Der Referentenvorschlag der Rkei vom 17. 3. hatte gelautet: „Die Rückkehr zur freien Getreidewirtschaft liegt allgemein im Interesse der Landwirtschaft und wird fraglos am ersten produktionsfördernd wirken. Ich schlage daher vor, dem Antrag des REM stattzugeben und den preußischen Antrag abzulehnen.“ (R 43 I /1262 , Bl. 29 f.).

3

Ursprünglich sollte die gemeinsame Sitzung des RKab. mit dem PrKab. anschließend um 19 Uhr stattfinden. Die erst unter dem 17. 3. erfolgte Versendung der umfangreichen Referentenbemerkungen zum pr. Antrag durch das REMin. veranlaßte den PrMinPräs. jedoch, die gemeinsame Beratung zu verschieben. „Es muß dem PrLandwMin. erst Gelegenheit gegeben werden, sich eingehend zu den Einwendungen des Herrn REM zu äußern.“ (Schreiben Brauns an Cuno vom 19. 3.). Kempner vermerkt auf dem Schreiben am 19. 3.: „StS Göhre hat mitgeteilt, daß die Sitzung voraussichtlich am 20. 3. stattfinden könnte.“ Ob die Sitzung an diesem Tage stattgefunden hat, muß zweifelhaft erscheinen. Ein Protokoll über eine derartige Sitzung der beiden Kabinette war jedenfalls in R 43 I nicht zu ermitteln. Eine schriftliche Erwiderung des PrLandwM auf die Einwendungen des REMin. ergeht erst unter dem 10. 4. Sie weist die Kritik Punkt für Punkt als unzutreffend oder übertrieben zurück. Die pr. Landwirtschaftsverwaltung halte nach wie vor daran fest, daß eine starke landwirtschaftliche Produktionssteigerung „am sichersten, schnellsten und billigsten erreicht wird durch eine rasche Steigerung der Stickstoffverwendung in der deutschen Landwirtschaft; sie ist ferner der Meinung, daß die neueste Entwicklung der inländischen Wirtschaft geradezu zwangsläufig auf eine Kombination des Stickstoff- und Ernährungsproblems hindrängt, sie glaubt im Falle der abermaligen Ablehnung der preußischen Vorschläge durch die RReg. von der letzteren andere Vorschläge zu einer wirksamen Förderung der landwirtschaftlichen Erzeugung fordern zu müssen.“ (R 43 I /1262 , Bl. 101-103). Am 25. 4. legen Luther und Hermes dem Kabinett ihren Gesetzentwurf vor (vgl.
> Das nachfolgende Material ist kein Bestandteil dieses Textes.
PR #2446, opened 2022-02-01
Make ClientContext only verify instanceId once

milleruntime:


milleruntime:
I am working on similar changes but wanted to get this one in separately just to get eyes on it.

PR #2448, opened 2022-02-01
Remove seemingly useless method in AgeOffFilterTest

DomGarguilo:
From what I can tell, `createOutputData()` essentially creates a new (empty) Map, filters it (which would not change an empty map) and returns it. I'm not sure what the intended functionality of this method is, but to me it seems like just creating a new TreeMap in its place is equivalent. Hopefully I'm not overlooking something.

### DIFF
--- a/test/src/test/java/org/apache/accumulo/test/iterator/AgeOffFilterTest.java
+++ b/test/src/test/java/org/apache/accumulo/test/iterator/AgeOffFilterTest.java
@@ -19,7 +19,6 @@
 package org.apache.accumulo.test.iterator;
 
 import java.util.List;
-import java.util.Map.Entry;
 import java.util.TreeMap;
 
 import org.apache.accumulo.core.client.IteratorSetting;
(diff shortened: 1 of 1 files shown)


EdColeman:
It looks like the test should be creating data that has a TTL such that some data would not be subject to age off. When the age off iterator is run, some data should remain. If this functions as expected, the output would not be an empty map, but the surviving entries.  If the test is passing with an empty map, that would suggest that the test is not testing what was intended.

DomGarguilo:
> It looks like the test should be creating data that has a TTL such that some data would not be subject to age off. When the age off iterator is run, some data should remain. If this functions as expected, the output would not be an empty map, but the surviving entries. If the test is passing with an empty map, that would suggest that the test is not testing what was intended.

As far as I can tell, `createOutputData()` returns an empty TreeMap. The test does pass with my changes i.e., with an empty map. Maybe this PR should be closed in place of an issue if that is the case.

DomGarguilo:
> If the test is passing with an empty map, that would suggest that the test is not testing what was intended.

I created an issue to track this bug: #2449

PR #2451, opened 2022-02-01
Create InstanceId to replace use of String

milleruntime:
* Create InstanceId object to replace use of String across the code
* Create new API method on InstanceOperations called getInstanceId()
* Deprecate API method InstanceOperations getInstanceID()

### DIFF
--- a/core/src/main/java/org/apache/accumulo/core/data/InstanceId.java
+++ b/core/src/main/java/org/apache/accumulo/core/data/InstanceId.java
@@ -18,42 +18,54 @@
  */
 package org.apache.accumulo.core.data;
 
+import java.util.Objects;
+import java.util.UUID;
 import java.util.concurrent.ExecutionException;
 
 import com.google.common.cache.Cache;
 import com.google.common.cache.CacheBuilder;
 
 /**
- * A strongly typed representation of a table ID. This class cannot be used to get a table ID from a
- * table name, but does provide the table ID string wrapped with a stronger type. The constructor
- * for this class will throw an error if the canonical parameter is null.
+ * A strongly typed representation of an Accumulo instance ID. The constructor for this class will
+ * throw an error if the canonical parameter is null.
  *
- * @since 2.0.0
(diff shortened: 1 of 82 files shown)


core/src/main/java/org/apache/accumulo/core/data/InstanceId.java
```diff
@@ -0,0 +1,71 @@
...
+
+  /**
+   * Get a InstanceId object for the provided canonical string. This is guaranteed to be non-null
+   *
+   * @param canonical
+   *          Instance ID string
+   * @return InstanceId object
+   */
+  public static InstanceId of(final String canonical) {
+    try {
```
DomGarguilo, line 53: Should we check that `canonical` is non null here? Similar to how `uuid` is checked in the method below?

milleruntime: This is done in the constructor of the parent class `AbstractId`

milleruntime:
I actually think this may have already found a bug in `AuthenticationTokenIdentifier` that is being exposed by the now failing test `SaslDigestCallbackHandlerTest`.

ctubbsii (commented):
I haven't done a thorough review, but I skimmed it. I like the idea.

I was thinking that we might want to make `AbstractId.toString` final, so it always returns `.canonical()`, so that it's contractually consistent, just because there's lots of places where it's logged/concatenated/etc. with other strings, and it's assuming that it's the same as `.canonical()`, but that's not necessarily guaranteed.

milleruntime:
> I was thinking that we might want to make `AbstractId.toString` final, so it always returns `.canonical()`, so that it's contractually consistent, just because there's lots of places where it's logged/concatenated/etc. with other strings, and it's assuming that it's the same as `.canonical()`, but that's not necessarily guaranteed.

That is a good idea. It will help with the other *Id types as well.

ctubbsii (approved):

Issue #1249, opened 2019-07-05
Allow FATE operations to report goal and status information.


keith-turner:
It would be very useful if FATE operations could report goal and status information.  This information could be display via command line utilities and on the monitor page.  Alternatively the information could just be logged in a very consistent way.  Goal information would be what the FATE op is trying to do and should not change for lifetime of the FATE operation.  Status information changes as the FATE operations proceeds.  For example for bulk import, Goal and status information could look like the following.

 * Fate Transaction : 1f2e3d4c
 * Goal: Import files from `hdfs://nn1/userdir5` to table `mediumTable`
 * Status :
   * 07/04/19 20:33 Writing blip marker to metadata table
   * 07/04/19 20:34 Moving files from `hdfs://nn1/userdir5` to `hdfs://nn1/accumulo/table/5/b-678`
   * 07/04/19 20:37 Requesting tablet servers to import files

ctubbsii:
That'd be very neat.

keith-turner:
#1316 has overlapping goals.

jmark99:
@EdColeman are you currently working on this task? If not, do you mind if I give it a go?

EdColeman:
I'm working fate metrics, but have not started this.

milleruntime:
@jmark99 are you still looking at this?

jmark99:
@millerruntime yes, I’ve been away for two weeks on vacation. Just getting back today.

milleruntime:
Here are some ideas for the displaying FATE status in the monitor (and an issue specific to the monitor, that can be done separately): https://issues.apache.org/jira/browse/ACCUMULO-809

jmark99:
Removed myself from this ticket since I haven't had a chance to do much work on it lately and Keith may be addressing it with #1624.

PR #2475, opened 2022-02-09
Refactor fate

### LINKED ISSUE #2473: Refactor FATE
I was looking at the warnings we suppress in `ZooStore` and they all seem to stem from the serialization of the generics. I was wondering if it would be better to refactor out the generic types so we don't have to arbitrarily serialize objects and blindly cast them. These would be a bit of work but it might not be too bad. I think if we create an interface like `FateEnvironment` to pass to the operations we wouldn't have to pass the Manager around.

milleruntime:
* Refactor Fate to allow removing of generics and be able to improve serialization
* Move Fate classes from core to Manager
* Create new FateZooStore in core and make ZooStore extend it, consolidating
methods between the 2 classes. This allows sharing between Manager and Shell
* Extract inner classes to allow reuse and consolidation across packages. Pulled FateStatus out of
AdminUtil into its own class in core
* Drop Generics from many different Fate interfaces and classes
* Combine Fate admin utilities into one FateAdmin
* Drop master FateAdmin
* Drop AdminUtil in favor of FateCommandHelper and use in FateCommand
* Rename method from checkGlobalLock() to isManagerLockValid()
* Move TStatus to core and rename to FateTransactionStatus
* Closes #2473


server/manager/src/main/java/org/apache/accumulo/manager/tableOps/compact/CompactionDriver.java
```diff
@@ -120,28 +118,26 @@ public long isReady(long tid, Manager manager) throws Exception {
...
-    for (TServerInstance tsi : serversToFlush.keySet()) {
-      try {
-        final TServerConnection server = manager.getConnection(tsi);
-        if (server != null)
-          server.compact(manager.getManagerLock(), tableId.canonical(), startRow, endRow);
-      } catch (TException ex) {
-        LoggerFactory.getLogger(CompactionDriver.class).error(ex.toString());
-      }
-    }
+    // TODO figure this out
```
milleruntime, line 134: This is a problem. The `LiveTServerSet` is maintained in the Manager. I might be able to move the class to core.

milleruntime: @ctubbsii here is another place where it could be nice to have `context.getZooReaderWriter()` in ClientContext. If I move `LiveTServerSet` to core, it uses `ServerContext` and writes to ZK.

core/src/main/java/org/apache/accumulo/fate/Repo.java
```diff
@@ -34,16 +34,11 @@ default String getReturn() {
...
 
-  // return a string of the current status
-  default String getStatus() {
-    return "WARNING: Status has not been implemented yet.";
-  }
-
   // return the Goal of the current operation
   default Goal getGoal() {
-    return new Goal("WARNING: Status has not been implemented yet.");
+    return new Goal(0, 0, "WARNING: Operation has not implemented a goal.");
```
keith-turner, line 39: In #1249 I was thinking the goal information could be provided when a fate transaction is seeded and stored in ZK.  It would not be obtained from each repo, instead status information could be related with each repo in the stack in ZK.  So to get the information for a fate transaction, get the goal for the fate transaction and then travese the stack getting the status information for each repo.

keith-turner: For example maybe [this method](https://github.com/apache/accumulo/blob/7088cdec4fab5bb590645ab6dc10fb7b2021f50e/core/src/main/java/org/apache/accumulo/fate/Fate.java#L271) could be changed to :

```java
public void seedTransaction(long tid, Repo<T> repo, boolean autoCleanUp, String goalMessage)
```

milleruntime: Thanks for the ideas. I hadn't thought of that.

milleruntime: Also what do you think of trying to get the status reporting into 2.1 in a separate change? Seems like adding information to the serialized nodes shouldn't break whats already there.

keith-turner: I think it would be a useful feature to have in 2.1 if we can get it done.  Thinking about it a bit more I am puzzling over how the status info would stored in ZK.  Was thinking it would go w/ the stack of repos, however in the case of undoing repos the status info would be lost.   Under normal circumstances repos are pushed onto a per fate tx stack in ZK as they are executed, so this stack could also have status info.  However when there is an error fate will start popping up repos off the stack and executing undo ops on them.  Because of this thinking it may make more sense to just have a per fate transaction list of status strings/objects in ZK.

milleruntime:
@keith-turner I ran into a dependency snag. The FateCommand uses a bunch of Fate types and is in the Shell package. Moving the Fate stuff to manager, breaks this. I don't know of a good solution other than rewrite `FateCommand` and make new types that use API. Any ideas?

keith-turner:
> @keith-turner I ran into a dependency snag. The FateCommand uses a bunch of Fate types and is in the Shell package. Moving the Fate stuff to manager, breaks this. I don't know of a good solution other than rewrite FateCommand and make new types that use API. Any ideas?

@milleruntime I missed this comment.  I have not looked at this in a while, I can take a fresh look at it.  Is this PR in a state where you want a review or are you still changing some things?

milleruntime:
> > @keith-turner I ran into a dependency snag. The FateCommand uses a bunch of Fate types and is in the Shell package. Moving the Fate stuff to manager, breaks this. I don't know of a good solution other than rewrite FateCommand and make new types that use API. Any ideas?
> 
> @milleruntime I missed this comment. I have not looked at this in a while, I can take a fresh look at it. Is this PR in a state where you want a review or are you still changing some things?

Yeah it is in a good state, if you want to take a look at it. This PR isn't a priority though as it will probably have to go into 3.0. I pulled some of these changes out into https://github.com/apache/accumulo/pull/2541. Also, @Manno15 is working on changes here: https://github.com/apache/accumulo/pull/2215, which should be able to get into 2.1 but have some new API additions you might want to look at as well.

milleruntime:
> > > @keith-turner I ran into a dependency snag. The FateCommand uses a bunch of Fate types and is in the Shell package. Moving the Fate stuff to manager, breaks this. I don't know of a good solution other than rewrite FateCommand and make new types that use API. Any ideas?
> > 
> > 
> > @milleruntime I missed this comment. I have not looked at this in a while, I can take a fresh look at it. Is this PR in a state where you want a review or are you still changing some things?
> 
> Yeah it is in a good state, if you want to take a look at it. This PR isn't a priority though as it will probably have to go into 3.0. I pulled some of these changes out into #2541. Also, @Manno15 is working on changes here: #2215, which should be able to get into 2.1 but have some new API additions you might want to look at as well.

If you want to wait for me to merge the latest changes in main, I am working on that now.

keith-turner:
I plan to circle back to this next week and review it again.

milleruntime:
I am going to rework these changes for 3.0, incorporating the deprecating of FateCommand, but I may have to just create a new branch.

milleruntime:
Closing this PR. It is too broad and contains too many different changes.

PR #2477, opened 2022-02-09
Expresion of type int may overflow before assignment to long.

jmark99:
From errorpone bug pattern description:

Performing an arithmetic expression on arguments of type int and then
assigning the result to a long is error-prone. The result is widened to
a long as the final step, and the intermediate results may overflow.


ctubbsii (approved):
These numerical values are so small, they wouldn't hit the int overflow anyway, but if it gets rid of some warnings in errorprone, I'm fine with it.

Issue #118, opened 2021-06-22
Prototype for Merge statements


alexey-temnikov:
![updatedMerge](https://user-images.githubusercontent.com/83892020/123134871-1577d800-d406-11eb-9e57-d230c350b8ed.png)

With the implementation of merge statements in our connector, users can process raw data in Spark and merge that data with an existing table in Vertica. The processed data will be written to a temporary table in Vertica before being merged. In the existing table, matched records will be updated and new records will be inserted, effectively constituting an “Upsert”. In order to execute a merge statement in our Spark Connector, the user needs to pass in a mergeKey, which will likely be an array of column attributes to join the existing table and temporary table on. If this option is not populated, a write will be performed as usual without the use of a temporary table. 

Example use case: https://www.vertica.com/docs/9.2.x/HTML/Content/Authoring/AdministratorsGuide/Tables/MergeTables/MergeExample.htm

PR #123, opened 2021-06-28
Merge statement prototype

ravjotbrar:
### Summary

With the implementation of merge statements in our connector, users can process raw data in Spark and merge that data with an existing table in Vertica. The processed data will be written to a temporary table in Vertica before being merged. In the existing table, matched records will be updated and new records will be inserted, effectively constituting an “Upsert”. In order to execute a merge statement in our Spark Connector, the user needs to pass in a mergeKey, which will likely be an array of column attributes to join the existing table and temporary table on. If this option is not populated, a write will be performed as usual without the use of a temporary table.

### Description

For this prototype, changes were made to add a new connector option, which is used to pass in the merge key. When in the write pipe, the connector checks for the existence of this merge key, and if it exists, creates a temporary table which will be used for the intermediary copy. The write pipe then uses the JDBC layer to perform the merge from the temporary table into the target table. Two new supporting functions were implemented in SchemaTools to create the merge statement.

### Related Issue

https://github.com/vertica/spark-connector/issues/118

### Additional Reviewers

@alexr-bq 
@jonathanl-bq 
@alexey-temnikov

### DIFF
--- a/connector/src/main/scala/com/vertica/spark/config/WriteConfig.scala
+++ b/connector/src/main/scala/com/vertica/spark/config/WriteConfig.scala
@@ -72,6 +72,7 @@ object ValidColumnList {
  * @param copyColumnList Optional list of columns to use in copy statement.
  * @param sessionId Unqiue identifier for this write operation.
  * @param failedRowPercentTolerance Value between 0 and 1, percent of rows that are allowed to fail before the operation fails.
+ * @param mergeKey Key that two data sets are joined on in order to execute a merge statement
  */
 final case class DistributedFilesystemWriteConfig(jdbcConfig: JDBCConfig,
                                                   fileStoreConfig: FileStoreConfig,
@@ -82,7 +83,8 @@ final case class DistributedFilesystemWriteConfig(jdbcConfig: JDBCConfig,
                                                   copyColumnList: Option[ValidColumnList],
                                                   sessionId: String,
                                                   failedRowPercentTolerance: Float,
-                                                  filePermissions: ValidFilePermissions
+                                                  filePermissions: ValidFilePermissions,
+                                                  mergeKey: Option[String]
                                                  ) extends WriteConfig {
   private var overwrite: Boolean = false
 
--- a/connector/src/main/scala/com/vertica/spark/datasource/core/VerticaDistributedFilesystemWritePipe.scala
+++ b/connector/src/main/scala/com/vertica/spark/datasource/core/VerticaDistributedFilesystemWritePipe.scala
@@ -45,6 +45,7 @@ class VerticaDistributedFilesystemWritePipe(val config: DistributedFilesystemWri
           extends VerticaPipeInterface with VerticaPipeWriteInterface {
 
   private val logger = LogProvider.getLogger(classOf[VerticaDistributedFilesystemWritePipe])
+  private val tempTableName = new TableName(config.tablename.name + "_" + config.sessionId, None)
 
   /**
    * No write metadata required for configuration as of yet.
@@ -105,7 +106,7 @@ class VerticaDistributedFilesystemWritePipe(val config: DistributedFilesystemWri
       // Overwrite safety check
       _ <- if (config.isOverwrite && tableExistsPre) Left(DropTableError()) else Right(())
 
-      // Check if a view exists or temp table exits by this name
+      // Check if a view exists or temp table exists by this name
       viewExists <- tableUtils.viewExists(config.tablename)
       _ <- if (viewExists) Left(ViewExistsError()) else Right(())
       tempTableExists <- tableUtils.tempTableExists(config.tablename)
@@ -116,6 +117,9 @@ class VerticaDistributedFilesystemWritePipe(val config: DistributedFilesystemWri
       // Confirm table was created. This should only be false if the user specified an invalid target_table_sql
       tableExistsPost <- tableUtils.tableExists(config.tablename)
       _ <- if (tableExistsPost) Right(()) else Left(CreateTableError(None))
+
+      // Check if merge key was passed in. If so, this creates a temporary table, which will be merged into the target table.
+      _ <- if (config.mergeKey.isDefined) tableUtils.createTable(tempTableName, None, config.schema, config.strlen) else Right(())
 
       // Create the directory to export files to
       perm = config.filePermissions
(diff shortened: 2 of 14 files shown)


alexr-bq (changes requested):
Looks good, prototype so don't merge, create full ticket.

Need:
- list of keys
- true temporary table created as part of session
- unit tests
- integration tests
- consider interaction with overwrite mode
- consider interaction with copy_column_list

connector/src/main/scala/com/vertica/spark/config/WriteConfig.scala
```diff
@@ -72,6 +72,7 @@ object ValidColumnList {
  * @param copyColumnList Optional list of columns to use in copy statement.
  * @param sessionId Unqiue identifier for this write operation.
  * @param failedRowPercentTolerance Value between 0 and 1, percent of rows that are allowed to fail before the operation fails.
+ * @param mergeKey Key that two data sets are joined on in order to execute a merge statement
```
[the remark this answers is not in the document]
ravjotbrar: How about mergeConditions?

connector/src/main/scala/com/vertica/spark/datasource/core/VerticaDistributedFilesystemWritePipe.scala
```diff
@@ -256,43 +285,53 @@ class VerticaDistributedFilesystemWritePipe(val config: DistributedFilesystemWri
...
       sessionId = config.sessionId
+
       rejectsTableName = "\"" +
         EscapeUtils.sqlEscape(tableName.substring(0,Math.min(tableNameMaxLength,tableName.length))) +
         "_" +
         sessionId +
         "_COMMITS" +
         "\""
 
-      copyStatement = buildCopyStatement(config.tablename.getFullTableName,
```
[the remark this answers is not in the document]
ravjotbrar: Good idea

connector/src/main/scala/com/vertica/spark/datasource/core/VerticaDistributedFilesystemWritePipe.scala
```diff
@@ -147,6 +151,32 @@ class VerticaDistributedFilesystemWritePipe(val config: DistributedFilesystemWri
     s"COPY $targetTable $columnList FROM '$url' ON ANY NODE $fileFormat REJECTED DATA AS TABLE $rejectsTableName NO COMMIT"
   }
 
+  def buildMergeStatement(targetTableName: TableName, columnList: String, tempTable: String, mergeKey: Option[String]): String = {
+    var targetTable = targetTableName.getFullTableName
+    val updateColValues = schemaTools.getUpdateValues(jdbcLayer, targetTableName)
+    val insertColValues = schemaTools.getInsertValues(jdbcLayer, targetTableName)
+    val mergeKeyString = mergeKey match {
+      case Some(key) => key
+      case None => None
```
jonathanl-bq, line 160: How does this work? I'm assuming key is a String, so I'm surprised you can return a None here, since that's not of type String.

connector/src/main/scala/com/vertica/spark/datasource/core/VerticaDistributedFilesystemWritePipe.scala
```diff
@@ -256,43 +285,53 @@ class VerticaDistributedFilesystemWritePipe(val config: DistributedFilesystemWri
...
+    val tableNameMaxLength = 30
     // Create url string, escape any ' characters as those surround the url
     val url: String = EscapeUtils.sqlEscape(s"${config.fileStoreConfig.address.stripSuffix("/")}/$globPattern")
-
-    val tableNameMaxLength = 30
-
+    val mergeKey= config.mergeKey match{
+      case Some(mergeKey) => true
+      case None => false
+    }
```
jonathanl-bq, line 294: I think you could use isDefined instead

connector/src/main/scala/com/vertica/spark/datasource/core/VerticaDistributedFilesystemWritePipe.scala
```diff
@@ -256,43 +285,53 @@ class VerticaDistributedFilesystemWritePipe(val config: DistributedFilesystemWri
...
+
+      copyStatement = buildCopyStatement(fullTableName.toString(),
         columnList,
         url,
         rejectsTableName,
         "parquet"
       )
 
-      rowsCopied <- performCopy(copyStatement, config.tablename).left.map(_.context("commit: Failed to copy rows"))
+      rowsCopied <- if (config.mergeKey.isDefined) Right(performCopy(copyStatement, tempTableName).left.map(_.context("commit: Failed to copy rows"))) else Right(performCopy(copyStatement, config.tablename).left.map(_.context("commit: Failed to copy rows")))
```
jonathanl-bq, line 323: Split across multiple lines. Also, you should add different context for each case so we have a bit more debugging information.

connector/src/main/scala/com/vertica/spark/util/schema/SchemaTools.scala
```diff
@@ -320,5 +336,44 @@ class SchemaTools extends SchemaToolsInterface {
...
+    columnDefs.foreach(v => {
+      if (first) {
+        updateColValues = v.label + "=" + "temp." + v.label
+        first = false
+      }
+      else {
+        updateColValues += ", " + v.label + "=" + "temp." + v.label
+      }
+    })
+    updateColValues
```
jonathanl-bq, line 376: This is overly complicated. Just use mkString instead with a "," separator. See https://www.baeldung.com/scala/join-string-collection

I expect that this should be done without needing a foreach or mutable variables.

connector/src/main/scala/com/vertica/spark/util/schema/SchemaTools.scala
```diff
@@ -320,5 +336,44 @@ class SchemaTools extends SchemaToolsInterface {
...
+    // Create string of insert values to append to INSERT
+    columnDefs.foreach(v => {
+      if (first) {
+        tempColValues = "temp." + v.label
+        first = false
+      }
+      else {
+        tempColValues += ", temp." + v.label
+      }
+    })
```
jonathanl-bq, line 355: Same as below. Use mkString instead.

examples/basic-write/build.sbt
```diff
@@ -12,7 +12,7 @@
 // limitations under the License.
 
 scalaVersion := "2.12.12"
-name := "spark-vertica-connector-basic-write-example"
```
jonathanl-bq, line 15: Why this change? If we're changing this, we should make the other examples consistent with this too.

examples/run-example.sh
```diff
@@ -1,11 +1,11 @@
 if [ "$1" == "clean" ]
   then
-    wget -P ../../ https://apache.mirror.colo-serv.net/spark/spark-3.0.2/spark-3.0.2-bin-without-hadoop.tgz
+    wget -P ../../ https://mirror.dsrg.utoronto.ca/apache/spark/spark-3.1.2/spark-3.1.2-bin-without-hadoop.tgz
```
jonathanl-bq, line 3: Separate PR for these version changes

jonathanl-bq (changes requested):

connector/src/main/scala/com/vertica/spark/datasource/core/VerticaDistributedFilesystemWritePipe.scala
ravjotbrar: I'll change it to "" for now, but will probably need to change it entirely once I update the string to a list.

connector/src/main/scala/com/vertica/spark/datasource/core/VerticaDistributedFilesystemWritePipe.scala
ravjotbrar: I may get rid of this part of the code entirely, since it's not necessary.

examples/basic-write/build.sbt
ravjotbrar: Changed to basic-write because when we pass in the jar as an argument to run-example.sh, we instruct the user to use the directory name: `./run-example.sh [REPLACE WITH EXAMPLE DIR]/target/scala-2.12/spark-vertica-connector-[REPLACE WITH EXAMPLE DIR]-assembly-2.0.jar`. All other build.sbt files are consistent with this.

connector/src/main/scala/com/vertica/spark/datasource/core/VerticaDistributedFilesystemWritePipe.scala
ravjotbrar: Good point.

connector/src/main/scala/com/vertica/spark/util/schema/SchemaTools.scala
ravjotbrar: Will this work even though columnDefs isn't a collection of strings?

jonathanl-bq: Call .map first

Dok. Nr. 139).

4

Über die Entschließungen des Haushaltsausschusses hatte Luther am 15. 3. berichtet: „Bei der Prüfung des Haushaltsplanes des REMin. ist ein Antrag der SPD, der Regierung eine Vorlage eines Gesetzentwurfes zu machen, der die Beschaffung von 4½ Mio t Getreide aus dem Inland gegen Lieferung einer entsprechenden Menge Stickstoff vorsah [dem RT vorgelegt am 22. 3. als RT-Drucks. Nr. 5687, Bd. 377 ], gegen die Stimmen der SPD und der KPD abgelehnt worden. – Die übrigen Parteien haben folgenden Antrag angenommen [RT-Drucks. Nr. 5698 ]: Die Sicherung des Bedarfs an Brotgetreide durch eine gebundene Wirtschaft ist nicht mehr möglich. Von einer weiteren Getreideumlage muß daher abgesehen werden. Die rechtzeitige Sicherstellung einer für die Ernährung der Bevölkerung ausreichenden Brotgetreidemenge unter Mitwirkung der landwirtschaftlichen Organisationen, der Verbrauchervertretungen und des legitimen Handels ist erforderlich. Eine Verbilligung des Brotes für Minderbemittelte ist aus Mitteln der Allgemeinheit zu bewirken. Das Ernährungsprogramm der Regierung ist mit möglichster Beschleunigung vorzulegen.“ (R 43 I /1262 , Bl. 17 f.). Der Bericht des Haushaltsausschusses vom 10. 3. (RT-Drucks. Nr. 5631 ) wird am 23. 3. im RT besprochen (RT-Bd. 359, S. 10356  ff.), am 12. 4. wird über die verschiedenen Anträge abgestimmt (ebd. S. 10450 ff.).